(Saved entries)
-=-=-

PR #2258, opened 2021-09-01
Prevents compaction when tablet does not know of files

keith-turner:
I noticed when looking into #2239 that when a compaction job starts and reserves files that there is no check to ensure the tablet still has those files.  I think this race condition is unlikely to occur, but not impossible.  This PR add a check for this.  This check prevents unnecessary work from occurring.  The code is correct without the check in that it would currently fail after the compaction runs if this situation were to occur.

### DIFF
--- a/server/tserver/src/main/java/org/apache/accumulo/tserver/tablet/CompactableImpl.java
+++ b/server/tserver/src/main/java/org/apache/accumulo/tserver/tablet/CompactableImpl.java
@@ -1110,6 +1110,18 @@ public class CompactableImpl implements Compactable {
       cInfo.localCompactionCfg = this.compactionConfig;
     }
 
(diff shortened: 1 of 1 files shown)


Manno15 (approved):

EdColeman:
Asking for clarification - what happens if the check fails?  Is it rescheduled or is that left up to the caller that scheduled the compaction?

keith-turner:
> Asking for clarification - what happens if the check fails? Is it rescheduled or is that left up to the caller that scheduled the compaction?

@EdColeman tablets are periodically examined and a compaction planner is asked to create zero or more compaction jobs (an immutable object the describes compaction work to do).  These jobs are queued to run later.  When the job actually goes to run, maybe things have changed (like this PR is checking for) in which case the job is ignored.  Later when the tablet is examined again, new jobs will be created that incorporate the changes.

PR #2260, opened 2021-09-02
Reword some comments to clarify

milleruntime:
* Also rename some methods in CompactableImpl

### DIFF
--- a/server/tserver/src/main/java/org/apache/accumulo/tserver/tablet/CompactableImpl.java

-=-=-

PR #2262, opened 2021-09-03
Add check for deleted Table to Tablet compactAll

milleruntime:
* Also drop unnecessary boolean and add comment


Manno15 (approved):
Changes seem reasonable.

-=-=-

__DIRECTIONS__: From the data above, copy each line that holds "Asking".

__OUTPUT BELOW__:
Asking for clarification - what happens if the check fails?  Is it rescheduled or is that left up to the caller that scheduled the compaction?
> Asking for clarification - what happens if the check fails? Is it rescheduled or is that left up to the caller that scheduled the compaction?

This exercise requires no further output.